By David Osland
Three days before Christmas in 1989, the Romanian state bussed citizens into the main square in central Bucharest to applaud a speech from the country’s viciously surreal Stalinist dictator.
Eight minutes into Nicolae Ceaușescu’s oration, the crowd began to boo. The Romanian revolution was underway.
The following day, Ceaușescu and his wife fled the presidential palace by helicopter. By Christmas Day itself they were dead, executed by firing squad after a trial by a self-styled National Salvation Front.
Thirty-two years later to the week, I was reminded of the incident by reports that hundreds of spectators at the World Darts Championship at Ally Pally took time out from cheering on the players to break into impromptu chants of ‘Stand up if you hate Boris!’
As far as I understand darts culture – which admittedly is not very much at all – this is exactly the kind of blokey beery audience to which Britain’s prime minister is said to appeal. If he’s losing these people, he’s losing the country.

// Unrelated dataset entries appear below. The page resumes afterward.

PR #4530, opened 2026-07-22
Fix non-atomic order event application

folknor:
Two defects in the order event-application path, both the same class as the defensive alignment in #4483: an ordinary venue event stream reaching code that mutates before it finishes validating.

## Order updates are validated after the state transition commits

`OrderCore::apply` writes `previous_status`, transitions `status`, runs the per-event handler, sets `ts_last`, and pushes the event onto the history, then returns `Ok`. Only afterwards does each concrete `apply` call `self.update(event)`, and six order types validate the update there with `assert!`: `MarketOrder` rejects both `price` and `trigger_price`, `StopMarketOrder`, `MarketIfTouchedOrder` and `TrailingStopMarketOrder` reject `price`, `LimitOrder` and `MarketToLimitOrder` reject `trigger_price`. An `OrderUpdated` carrying a field the type cannot hold therefore panics with the transition already committed and the event already in history, and never returns `Err(OrderError::InvalidOrderEvent)`. The release profile sets `panic = "abort"`, so this terminates the process; under unwind the order is left with a status and a history entry for an update that was never applied to its subtype fields. The producers are venue adapters, the order emulator, and reconciliation - `reconciliation/orders.rs` already filters spurious venue trigger prices before building the event, handling one call site rather than the boundary that owns the invariant.

The fix moves the field check into `OrderCore::apply`, where the invariant belongs. `OrderCore` already carries `order_type`, so an exhaustive `match` rejects an `OrderUpdated` whose `price`/`trigger_price` the type cannot hold and returns `Err(OrderError::InvalidOrderEvent)` before any field is written. It runs after the existing client-order-id/strategy-id identity checks and the `OrderStatus::transition` check and before the first mutation, so an update that is both mis-addressed and field-invalid still reports the identity mismatch, and one that is field-invalid in a status that rejects updates still reports `InvalidStateTransition` - the field check never masks a more fundamental rejection. The six restrictive `update()` methods keep their `assert!` as a defensive guard on the low-level mutation path, so a direct `update()` call that bypasses `apply` still trips rather than silently mutating.

## Rejected events mutate core state before the FSM rejects them

The same function has the same ordering problem for its own checks, without any panic involved. `previous_status` is assigned before the duplicate-fill check, the triggerable-type check, and `OrderStatus::transition`; `status` is assigned before the `Initialized` rejection and before `modify_rejected` and `cancel_rejected` can fail with `NoPreviousState`. An event the FSM rejects thus returns `Err` but leaves `previous_status` advanced to the current status - a rejected event is supposed to be a no-op on the order. `previous_status` feeds the `OrderModifyRejected`/`OrderCancelRejected` restore path, so this is core state a rejected event has no business touching; the fix restores the invariant that a rejected event leaves order state unchanged rather than relying on a later transition to overwrite the damage.

The fix hoists every fallible check above the first mutation: duplicate fill, triggerable type, duplicate initialization, the transition itself, and the `previous_status` precondition that the two rejection handlers need, which is now read into a local before anything is written. Only once all of them pass does the function assign `previous_status` and `status`, run the handler, and record the event. The existing conditions governing which transitions save a previous status are unchanged. `modify_rejected` and `cancel_rejected` no longer return `Result`, since their only failure mode is now checked up front.

One observable consequence: applying a second `OrderInitialized` to an existing order previously reached `OrderStatus::transition` first and returned `InvalidStateTransition`, leaving the `AlreadyInitialized` arm dead. The pre-commit check makes that variant reachable, so `OrderAny::from_events` now reports `AlreadyInitialized` for a replay stream carrying a duplicate initialization. No production path discriminates on either variant here.

## Testing

`test_market_order_rejects_invalid_update_atomically` (parametrized over `price` and `trigger_price`) and its five siblings on `StopMarketOrder`, `MarketIfTouchedOrder`, `TrailingStopMarketOrder`, `LimitOrder` and `MarketToLimitOrder` cover every condition that was previously an assertion: each asserts `Err(OrderError::InvalidOrderEvent)` and that `status`, `previous_status`, `ts_last` and the event count are all unchanged. Against the unfixed implementation these panic rather than return.

`test_update_identity_mismatch_precedes_field_validation` (parametrized over a wrong client-order-id and a wrong strategy-id) sends an update that is both mis-addressed and carries a `MarketOrder`-invalid `price`, and asserts the surfaced error is the identity `PredicateViolation` whose message names the mismatched field, not `InvalidOrderEvent`. `test_update_invalid_transition_precedes_field_validation` applies such an update to a `Denied` order and asserts `InvalidStateTransition`. Both fail against a validate-first ordering, which reports `InvalidOrderEvent` in each case. `test_direct_update_panics_on_invalid_field_before_mutation` calls `MarketOrder::update` directly, under `catch_unwind`, with an invalid `price` and a quantity distinct from the order's, and asserts the call panics and the quantity is unchanged - the defensive `assert!` fires ahead of the field writes. It fails with the guard removed: the call returns and the quantity moves.

`test_rejected_event_preserves_status_restoration` and `test_rejected_event_preserves_cancel_rejected_restoration` drive an order to `Accepted`, apply an event the FSM rejects, and assert `previous_status` is untouched, then confirm `OrderModifyRejected` and `OrderCancelRejected` restore `Accepted` through `PendingUpdate` and `PendingCancel` respectively. Both were verified to fail against the unfixed ordering, where the rejected event advances `previous_status` from `Submitted` to `Accepted`.

All of these are deterministic unit tests over constructed events with no clock or wall-clock dependency.

### DIFF
--- a/crates/model/src/orders/any.rs
+++ b/crates/model/src/orders/any.rs
@@ -777,11 +777,11 @@ mod tests {
 
         match &err {
             OrderReplayError::ApplyFailed { source } => {
-                assert!(matches!(source, OrderError::InvalidStateTransition));
+                assert!(matches!(source, OrderError::AlreadyInitialized));
             }
             _ => panic!("expected ApplyFailed, was {err:?}"),
         }
-        assert_eq!(err.to_string(), "Invalid order state transition");
+        assert_eq!(err.to_string(), "Order was already initialized");
     }
 
     #[rstest]
--- a/crates/model/src/orders/limit.rs
+++ b/crates/model/src/orders/limit.rs
@@ -610,7 +610,7 @@ mod tests {
         events::{OrderEventAny, OrderUpdated},
         identifiers::InstrumentId,
         instruments::{CurrencyPair, stubs::*},
-        orders::{Order, OrderTestBuilder, stubs::TestOrderStubs},
+        orders::{Order, OrderError, OrderTestBuilder, stubs::TestOrderStubs},
         types::{Price, Quantity},
     };
 
@@ -768,6 +768,36 @@ mod tests {
 
         assert_eq!(accepted_order.quantity(), updated_quantity);
         assert_eq!(accepted_order.price(), Some(updated_price));
+    }
+
+    #[rstest]
+    fn test_limit_order_rejects_invalid_update_atomically() {
+        let order = OrderTestBuilder::new(OrderType::Limit)
+            .instrument_id(InstrumentId::from("BTC-USDT.BINANCE"))
+            .quantity(Quantity::from(10))
+            .price(Price::new(100.0, 2))
+            .build();
+        let mut accepted_order = TestOrderStubs::make_accepted_order(&order);
+        let state = (
+            accepted_order.status(),
+            accepted_order.previous_status(),
+            accepted_order.ts_last(),
+            accepted_order.events().len(),
+        );
+        let event = OrderUpdated {
+            client_order_id: accepted_order.client_order_id(),
+            strategy_id: accepted_order.strategy_id(),
+            trigger_price: Some(Price::new(95.0, 2)),
+            ..Default::default()
+        };
+
+        let result = accepted_order.apply(OrderEventAny::Updated(event));
+
+        assert!(matches!(result, Err(OrderError::InvalidOrderEvent)));
+        assert_eq!(accepted_order.status(), state.0);
+        assert_eq!(accepted_order.previous_status(), state.1);
+        assert_eq!(accepted_order.ts_last(), state.2);
+        assert_eq!(accepted_order.events().len(), state.3);
     }
 
     #[rstest]
--- a/crates/model/src/orders/market.rs
+++ b/crates/model/src/orders/market.rs
@@ -565,7 +565,9 @@ mod tests {
         enums::{OrderSide, OrderType, TimeInForce},
         events::{OrderEventAny, OrderUpdated, order::spec::OrderInitializedSpec},
         instruments::{CurrencyPair, stubs::*},
-        orders::{MarketOrder, Order, builder::OrderTestBuilder, stubs::TestOrderStubs},
+        orders::{
+            MarketOrder, Order, OrderError, builder::OrderTestBuilder, stubs::TestOrderStubs,
+        },
         types::{Price, Quantity},
     };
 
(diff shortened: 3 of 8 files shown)


cjdsellers:
Hey @folknor

Thanks for tracking these failures down. The individual fixes look sound, but I don't think the validation boundary is safe as written.

`validate_update` runs before `OrderCore::apply`, so an update with a wrong client or strategy ID plus an unsupported field reports `InvalidOrderEvent` instead of the identity mismatch. The change also makes validation optional through a new public defaulted trait method while removing the existing guards from public `update` methods, allowing direct invalid updates to mutate subtype state silently.

Could you move the update-field validation into the core preflight, after identity checks and before any mutation, and retain a defensive guard on the low-level mutation path? `OrderCore` already knows `order_type`, so this should also remove the repeated validation call from all nine concrete `apply` methods.

I'd also prefer the `PendingUpdate`/`Submitted` parity and stop-market `protection_price` change split into follow-ups. Both look correct, but they are independent of atomic application.

folknor:
Thanks, that is the right call on the boundary. Reworked:

- Deleted the `validate_update` trait method. The update-field check now lives in `OrderCore::apply` as an exhaustive `match` on `order_type`, after the client-order-id/strategy-id identity checks and the `OrderStatus::transition` check and before the first mutation. An update that is both mis-addressed and field-invalid now reports the identity mismatch, and one that is field-invalid in a status that rejects updates reports `InvalidStateTransition` - the field check never masks a more fundamental rejection. The match has no wildcard arm, so a future `OrderType` is a compile error rather than a silently-accepted one.
- Dropped the validation call from all nine concrete `apply` methods; the three permissive types are back to unchanged.
- Restored the hard `assert!` on the six restrictive `update()` methods as the defensive guard on the low-level mutation path, so a direct `update()` that bypasses `apply` still trips.
- Added tests: identity mismatch (wrong client / wrong strategy) plus an invalid field surfaces the identity `PredicateViolation` naming the mismatched field; invalid transition plus an invalid field surfaces `InvalidStateTransition`; a direct `update()` with an invalid field panics before the quantity write.

Split the `(PendingUpdate, Submitted)` parity and the stop-market `protection_price` change out into separate follow-ups as suggested; this PR is now just the atomic-application boundary. I'll file those one by one after this lands.

cjdsellers (approved):
Hey @folknor

I reviewed the rework and found no blocking issues, solid improvement. The validation now runs at the right boundary without masking identity or transition errors, and the low-level guards remain in place. This looks good to merge.

PR #4531, opened 2026-07-22
Replace timer-driven mock stream teardown in Betfair tests

folknor:
The Betfair client test suite spends most of its runtime asleep: 256 of its 307 seconds are mock stream servers waiting out fixed delays that nothing is waiting for.

## Mock stream teardown is driven by a timer instead of by the test

Each test in `tests/exec_client.rs` and `tests/data_client.rs` spawns a mock stream server whose last act is a fixed sleep followed by closing the socket:

```rust
let server = tokio::spawn(async move {
    let (_reader, write_half) = accept_and_auth(&listener).await;
    tokio::time::sleep(Duration::from_secs(5)).await;
    drop(write_half);
});
```

and ends with `let _ = server.await`. The test body performs its work and assertions in well under a second, then blocks on that timer. Nothing observes the socket close: no assertion depends on it, and the four tests that exercise reconnection drive it with a synthetic second `Connection` frame over the still-open socket, which `BetfairExecutionClient` treats as a reconnect regardless of transport state. The delay exists only to keep the peer alive long enough for the test to finish, which is a signal, not a duration.

Because it is a duration, it is also a latent flake. Every test disconnects its client before joining the server, so today the socket closes after the client is gone. A test body that runs longer than its keepalive - under a loaded CI runner, say - instead gets transport EOF mid-test, which the client reads as a dropped connection and can turn into a spurious reconnect. The failure would appear as an unrelated assertion failing intermittently.

`test_cancel_all_orders_sends_request` measures 5.20s unchanged and 0.37s with its keepalive shortened, so the timer accounts for essentially the whole runtime.

## Replacing the timer with an explicit completion signal

The mock server now waits on a `tokio::sync::oneshot` instead of the clock:

```rust
let (server_done_tx, server_done_rx) = tokio::sync::oneshot::channel();

let server = tokio::spawn(async move {
    let (_reader, write_half) = accept_and_auth(&listener).await;
    let _ = server_done_rx.await;
    drop(write_half);
});

// ... test body and assertions ...

client.disconnect().await.unwrap();
let _ = server_done_tx.send(());
server.await.unwrap();
```

The signal is sent after the client's own cleanup and after the final assertion, so the socket still closes with the client already gone - the ordering the timer was approximating - but now by construction rather than by racing a deadline. Sender drop on a failing test releases the receiver, so a panicking test does not leave the mock parked.

The join also becomes `server.await.unwrap()`. Previously `let _ = server.await` discarded the mock task's result, so a panic inside a mock server - an `unwrap` on a malformed frame, a failed write - was swallowed and the test passed anyway. That is now a test failure.

## What is converted, and what is deliberately not

The rule is positional, not by duration: a sleep immediately preceding `drop(write_half)` as the final act of the spawned task is keepalive and is converted, whatever its constant. 75 sites qualify - 61 in `tests/exec_client.rs` (21 at 2s, one at 3s, 37 at 5s, one at 10s, one at 15s), 13 in `tests/data_client.rs`, plus the accept-loop timeout in `test_data_client_connect_is_idempotent`, which is stopped by the same signal.

Sleeps that sit mid-task are observation windows and are untouched: the 150ms gaps between the two synthetic `Connection` frames in the reconnect-queue tests, the fixture-send delays, the three inline one-second negative-event waits, the 200ms second-connect window in the idempotence test, and the `betting_response_delays` entries that make an HTTP method slow on purpose so a reconciliation can be aborted mid-flight. `test_data_client_deduplicates_same_market_subscription` keeps its sleep as well, because its server returns an observed value to the test after the drop and so is not a terminal task; its absence check is the preceding 500ms read timeout.

No production code is touched.

## Testing

The change is to test scaffolding only; every assertion is unchanged, so the existing suite is the regression test and the differential is runtime.

The Betfair suite drops from 307.32s to 51.62s, a reduction of 255.70s. The two slowest tests in the suite, both of which set a floor on their test lane, drop furthest: `test_disconnect_during_reconciliation_clears_halt` from 15.09s to 0.32s, and `test_queued_reconnect_re_asserts_halt` from 10.28s to 1.90s. A full workspace test run is about 45s faster; the gap between that and the 255.70s is parallel overlap, since sleeping tests consume no CPU and interleave - the saving is proportionally larger the narrower the lane, which is the CI case.

### DIFF
--- a/crates/adapters/betfair/tests/data_client.rs
+++ b/crates/adapters/betfair/tests/data_client.rs
@@ -76,9 +76,11 @@ async fn test_data_client_connect_disconnect() {
     let (stream_port, listener) = start_mock_stream().await;
     let (mut client, _rx) = create_test_data_client(addr, stream_port);
 
+    let (server_done_tx, server_done_rx) = tokio::sync::oneshot::channel();
+
     let server = tokio::spawn(async move {
         let (_reader, write_half) = accept_and_auth(&listener).await;
-        tokio::time::sleep(Duration::from_secs(3)).await;
+        let _ = server_done_rx.await;
         drop(write_half);
     });
 
@@ -89,7 +91,8 @@ async fn test_data_client_connect_disconnect() {
     client.disconnect().await.unwrap();
     assert!(client.is_disconnected());
 
-    let _ = server.await;
+    let _ = server_done_tx.send(());
+    server.await.unwrap();
 }
 
 #[rstest]
@@ -99,9 +102,11 @@ async fn test_data_client_emits_instruments_on_connect() {
     let (stream_port, listener) = start_mock_stream().await;
     let (mut client, mut rx) = create_test_data_client(addr, stream_port);
 
+    let (server_done_tx, server_done_rx) = tokio::sync::oneshot::channel();
+
     let server = tokio::spawn(async move {
         let (_reader, write_half) = accept_and_auth(&listener).await;
-        tokio::time::sleep(Duration::from_secs(3)).await;
+        let _ = server_done_rx.await;
         drop(write_half);
     });
 
@@ -121,7 +126,8 @@ async fn test_data_client_emits_instruments_on_connect() {
     );
 
     client.disconnect().await.unwrap();
-    let _ = server.await;
+    let _ = server_done_tx.send(());
+    server.await.unwrap();
 }
 
 #[rstest]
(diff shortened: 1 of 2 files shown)


cjdsellers (approved):
Nice work @folknor, this is a clean change. The positional rule for the conversion reads well, and making the joins `server.await.unwrap()` so mock panics actually surface is a good catch on top of the speedup.

There is a small join with `let _ = server.await;` remaining I'll tidy up locally after merge!

PR #4536, opened 2026-07-22
Parse Bybit commision currency from WebSocket stream

dxwil:
# Pull Request

## Summary

Fixes the hardcoded commission currency (`instrument.quote_currency()`) in the two Bybit WS execution paths (`dispatch.rs` tracked-order OrderFilled and `websocket/parse.rs` fill-report). These now read `feeCurrency` adaptively from the payload, following the already-correct HTTP reconciliation path in `common/parse.rs`. This matters because the fee currency can genuinely differ from the quote currency, e.g. spot fills charge the fee in the received asset (base on a buy, quote on a sell), so the quote-only assumption mislabeled commissions.

## Type of change

- [x] Bug fix (non-breaking)
- [ ] Documentation update
- [ ] Maintenance / chore

## Documentation

## Testing

Also verified live that Bybit returns this field.

### DIFF
--- a/crates/adapters/bybit/src/websocket/dispatch.rs
+++ b/crates/adapters/bybit/src/websocket/dispatch.rs
@@ -55,7 +55,7 @@ use crate::{
     common::{
         enums::BybitOrderStatus,
         parse::{
-            bybit_rejection_due_post_only, make_bybit_symbol, parse_millis_timestamp,
+            bybit_rejection_due_post_only, get_currency, make_bybit_symbol, parse_millis_timestamp,
             parse_price_with_precision, parse_quantity_with_precision,
         },
     },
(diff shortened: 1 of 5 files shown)


dxwil:
Build failed because it ran out of storage, rerunning it now.

cjdsellers:
Hey @dxwil,

Thanks for the PR. The core change looks right: it matches the HTTP reconciliation path in `common/parse.rs` (which already reads `feeCurrency` via `get_currency`), and the required-field treatment mirrors `BybitExecution` in `http/models.rs`.

**Some improvements we can make before merge:**

The two new assertions don't actually exercise the bug being fixed. Both fixtures are BTCUSDT linear, where `feeCurrency=USDT` equals `quote_currency=USDT`, so the assertions pass with the old `instrument.quote_currency()` code as well. The divergent case this PR exists for (fee currency != quote, e.g. spot buys charged in base) is not covered, and the `dispatch.rs::parse_order_filled` path has no commission-currency assertion at all.

Could you add a case where `feeCurrency` differs from the quote currency (e.g. set `feeCurrency=BTC` on a fixture copy, or a spot buy) and assert the resulting currency on both `parse_ws_fill_report` and `parse_order_filled`? That makes the fix provable and catches future regressions.

Minor (non-blocking): `parse_ws_fill_report_fast` still uses `instrument.quote_currency()` for the zero commission. That's expected since the `execution.fast` payload omits fee data, but a one-line comment there would stop a future copy-paste from "fixing" it.

cjdsellers (approved):
Thank you for the follow-ups @dxwil 👌

PR #4744, opened 2026-08-13
Standardize risk engine order denied reasons

folknor:
A follow-up to the reason-code standardization in [`0301425975`](https://github.com/nautechsystems/nautilus_trader/commit/030142597520211cb199e2c897686efc90422772), which converted most of the risk engine's denials and left several branches emitting free-form text.

## The denials still rendered as prose

`RiskEngine::deny_order` takes `reason: &str`, so a caller may pass a rendered `OrderDeniedReason` or an arbitrary string. Eleven sites pass strings: both `check_price` conditions and their trigger-price variants, all three `check_quantity` conditions, two notional calculation failures, an initial-margin failure, a cumulative-margin overflow, a betting balance-lock failure, and the missing-market-price denial. Each reaches an `OrderDenied` whose reason carries no code, while `docs/concepts/execution.md` documents the codes as the source of truth for locally denied orders.

The clearest case is a condition already in the vocabulary. `check_orders_risk_for_account` denies a max-quantity breach as `QUANTITY_EXCEEDS_MAXIMUM: effective_quantity=15, max_quantity=10`; `check_quantity` denies the same condition as `quantity 15 invalid (> maximum trade size of 10)`.

`check_price` and `check_quantity` now return `Option<OrderDeniedReason>` and their callers render at the existing `deny_order` boundary. The min/max arms reuse `QuantityExceedsMaximum` and `QuantityBelowMinimum`; the calculation failures take one variant each, following `TrailingStopCalcFailed` and `QuantityConversionFailed`.

NB: the comment above `check_quantity`'s quote-quantity early return said the skipped bounds "will be checked in `check_orders_risk` using `effective_quantity`". They are not - `check_orders_risk_for_account` guards the same comparisons with `if !order.is_quote_quantity()` and skips them too. Corrected in passing.

## The price leg becomes a field

The trigger-price denial was `format!("trigger {risk_msg}")`, a prefix ahead of the message, which a typed reason cannot carry without putting prose before the code. The leg moves into the reason as `OrderPriceType::{Order, Trigger}`, so both render code-led: `PRICE_NOT_POSITIVE: price_type=TRIGGER, price=-0.1`. Four parallel variants would have forced consumers to match two codes for one rule.

## Whether `deny_order` should still take a string

With these branches converted, every caller of `deny_order`, `deny_order_list` and `deny_command` in this engine passes a rendered `OrderDeniedReason`. Narrowing those three to `&OrderDeniedReason` and rendering inside them would make a free-form risk-engine denial unrepresentable rather than merely absent. I left it out because it changes signatures beyond the branches at issue - say the word and I will add it here or file it separately.

`reject_modify_order` is not a candidate: closed orders, pending cancellations, missing instruments, halted trading and rate limits legitimately emit prose there.

## What this does not cover

Local denials outside the risk engine still emit free-form text - execution clients across ten adapters, and `crates/trading`'s market-exit path. Two of those, `MARKET_EXIT_IN_PROGRESS` and Interactive Brokers' `UNSUPPORTED_QUOTE_QUANTITY`, are formatted like codes without being in `OrderDeniedCode`. Those need per-adapter decisions and are untouched here.

Shared price and quantity failures also reach `OrderModifyRejected`, which now carries the same code-led text. Modify rejections are not standardized generally, so the documentation for that event is unchanged.

## Testing

No validation behaviour changes, so there is no behavioural differential to show: the tests pin the reason format, not which orders are denied. Existing risk-engine assertions moved to the new codes and still pin event type and count. `test_submit_order_when_invalid_trigger_price_then_denies` had its message assertion commented out; it is live again and pins `price_type=TRIGGER`. Three error branches that had no coverage now have it - initial-margin overflow, cumulative-margin overflow past `Money` bounds, and a betting balance-lock failure - each induced through fixture values with no production-code change. Check ordering is unchanged at every site, which is load-bearing: it is first-failure-wins, so a reordering would change which reason an order failing two rules receives.

### DIFF
--- a/crates/model/src/events/mod.rs
+++ b/crates/model/src/events/mod.rs
@@ -37,7 +37,7 @@ pub use crate::events::{
         canceled::OrderCanceled,
         canceled_batch::OrderCanceledBatch,
         denied::OrderDenied,
-        denied_reason::{OrderDeniedCode, OrderDeniedReason},
+        denied_reason::{OrderDeniedCode, OrderDeniedReason, OrderPriceType},
         emulated::OrderEmulated,
         expired::OrderExpired,
         fill_voided::OrderFillVoided,
--- a/crates/model/src/events/order/denied_reason.rs
+++ b/crates/model/src/events/order/denied_reason.rs
@@ -29,8 +29,18 @@ use thiserror::Error;
 use crate::{
     enums::{OrderSide, OrderType, TimeInForce, TrailingOffsetType},
     identifiers::{ClientId, InstrumentId, OrderListId, PositionId, Venue},
-    types::{Money, Quantity},
+    types::{Money, Price, Quantity},
 };
+
+/// The order price field being validated.
+#[derive(Debug, Clone, Copy, PartialEq, Eq, Display)]
+#[strum(serialize_all = "SCREAMING_SNAKE_CASE")]
+pub enum OrderPriceType {
+    /// The order's execution price.
+    Order,
+    /// The order's trigger price.
+    Trigger,
+}
 
 /// A standardized reason an order was denied locally by the Nautilus system.
 ///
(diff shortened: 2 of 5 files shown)


cjdsellers (approved):
Hi @folknor,

Thanks for the PR. I've had another look at this, and the implementation looks good to merge.

I'm going to follow up locally with a broader standardization pass over the canonical denial taxonomy. That needs to cover the existing and new codes together, including full‑word naming, structured field names, the order‑price field terminology, and consistent invalid‑side classification, so it makes more sense for me to handle it as one maintainer‑owned change rather than ask you to extend this PR beyond its current scope.

Thanks again for finishing the remaining risk engine conversions.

The wound may not prove fatal. The ready parallel that springs immediately to mind is the slow handclap accorded to Tony Blair at the Women’s Institute conference in 2000, and Blair survived that.
But there are also reports of similar spontaneous venom among football crowds and even pilled-up clubbers. The national mood appears to be changing.
There comes a point at which politicians go from being merely unpopular to being utterly toxic to their party’s fortunes. And with the partygate scandal clearly cutting through to the public, Boris Johnson may finally have met his Ceaușescu moment.
That will have obvious consequences for our politics in 2022. Many rightwing commentators, and even senior Tories, openly speculate that a poor showing at the local elections in May would spark a leadership challenge that Johnson would be likely to lose.
I have known kids I hung around with as a teenage punk go on to find major league rock stardom, activists from my Labour Students days reach ministerial rank under New Labour, junior reporters on publications I have worked on over the decades become famous and admired journalists.
My observation would be that adulation changes people, perhaps fostering a sense of personal invincibility.
Only Jeremy Corbyn has been an exception to this rule. The outbreak of Jezza Mania in 2015 hugely amused those who knew him as abackbencher, but he somehow managed to remain grounded, both then and through everything that has happened since.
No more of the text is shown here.